In light of these risks, uncertainties and assumptions, the events anticipated by EOG's forward-looking statements may not occur, and, if any of such events do, we may not have anticipated the timing of their occurrence or the duration and extent of their impact on our actual results. Accordingly, you should not place any undue reliance on any of EOG's forward-looking statements. EOG's forward-looking statements speak only as of the date made, and EOG undertakes no obligation, other than as required by applicable law, to update or revise its forward-looking statements, whether as a result of new information, subsequent events, anticipated or unanticipated circumstances or otherwise.

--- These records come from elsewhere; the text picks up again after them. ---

PR #11197, opened 2025-08-02
feat: adds readLine functionality to Peekable

rywiese:


main/src/library/Peekable.flix
```diff
@@ -63,4 +63,32 @@ trait Peekable[t] with Readable[t] {
...
+        forM(
+            line <- Peekable.readUntil(c -> c == '\n' or c == '\r', reader);
+            delim1 <- Peekable.peek(reader);
+            _ <- if (delim1 == Some('\n') or delim1 == Some('\r')) Peekable.skip(1, reader) else Ok(0);
+            _ <- if (delim1 == Some('\r')) {
+                forM(
+                    delim2 <- Peekable.peek(reader);
+                    res <- if (delim2 == Some('\n')) Peekable.skip(1, reader) else Ok(0)
+                ) yield res
+            } else Ok(0)
```
mlutze: There's some subtlety going on here; maybe it's clearer if we extract it into a helper?

Something like `skipChar(c: Char): Result[IoError, Unit]` which does nothing if it's not the char we want.

Then we have:

```
forM(
  ...
  _ <- skip('\r')
  _ <- skip('\n')
  ...
)
```

That seems to cover the 3 cases.

main/src/library/Peekable.flix
```diff
@@ -63,4 +63,55 @@ trait Peekable[t] with Readable[t] {
...
+    ///
+    /// Returns `Err(err)` if there is an IO error.
+    ///
+    pub def readLine(reader: t): Result[IoError, String] \ Readable.Aef[t] where Readable.Elm[t] ~ Char =
+        forM(
+            line <- Peekable.readUntil(c -> c == '\n' or c == '\r', reader);
+            _ <- Peekable.skipElem('\r', reader);
+            _ <- Peekable.skipElem('\n', reader)
+        ) yield region rc {
+            let builder = StringBuilder.empty(rc);
```
mlutze: Java has a built-in char array-to-string function. That's probably much faster than a foreach

main/src/library/Peekable.flix
```diff
@@ -63,4 +63,55 @@ trait Peekable[t] with Readable[t] {
...
+            peeked <- reader |> Peekable.peek;
+            n <- match peeked {
+                case Some(next) => if (p(next)) {
+                    reader |> Peekable.skip(1)
+                } else {
+                    Ok(0)
+                }
+                case None => Ok(0)
+            }
+        ) yield if (n == 0) false else true
```
mlutze: Is the redundant if/else just for clarity?

rywiese: I... don't know why i did that

main/src/library/Peekable.flix
```diff
@@ -63,4 +65,49 @@ trait Peekable[t] with Readable[t] {
...
+            peeked <- reader |> Peekable.peek;
+            n <- match peeked {
+                case Some(next) => if (p(next)) {
+                    reader |> Peekable.skip(1)
+                } else {
+                    Ok(0)
+                }
+                case None => Ok(0)
+            }
+        ) yield not (n == 0)
```
mlutze: You could even use `n != 0` if you want :D

rywiese: done. for some reason i thought flix wouldn't let me do that. but maybe `!=` is allowed but `!b` generally isn't, and you have to use `not`? doesn't really matter i guess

Oil and Gas Reserves; Non-GAAP Financial Measures: The United States Securities and Exchange Commission (SEC) permits oil and gas companies, in their filings with the SEC, to disclose not only “proved” reserves (i.e., quantities of oil and gas that are estimated to be recoverable with a high degree of confidence), but also “probable” reserves (i.e., quantities of oil and gas that are as likely as not to be recovered) as well as “possible” reserves (i.e., additional quantities of oil and gas that might be recovered, but with a lower probability than probable reserves). Statements of reserves are only estimates and may not correspond to the ultimate quantities of oil and gas recovered. Any reserve estimates provided in this presentation that are not specifically designated as being estimates of proved reserves may include "potential" reserves and/or other estimated reserves not necessarily calculated in accordance with, or contemplated by, the SEC’s latest reserve reporting guidelines. Investors are urged to consider closely the disclosure in EOG’s Annual Report on Form 10-K for the fiscal year ended December 31, 2015, available from EOG at P.O. Box 4362, Houston, Texas 77210-4362 (Attn: Investor Relations). You can also obtain this report from the SEC by calling 1-800-SEC-0330 or from the SEC's website at www.sec.gov. In addition, reconciliation and calculation schedules for non-GAAP financial measures can be found on the EOG website at www.eogresources.com.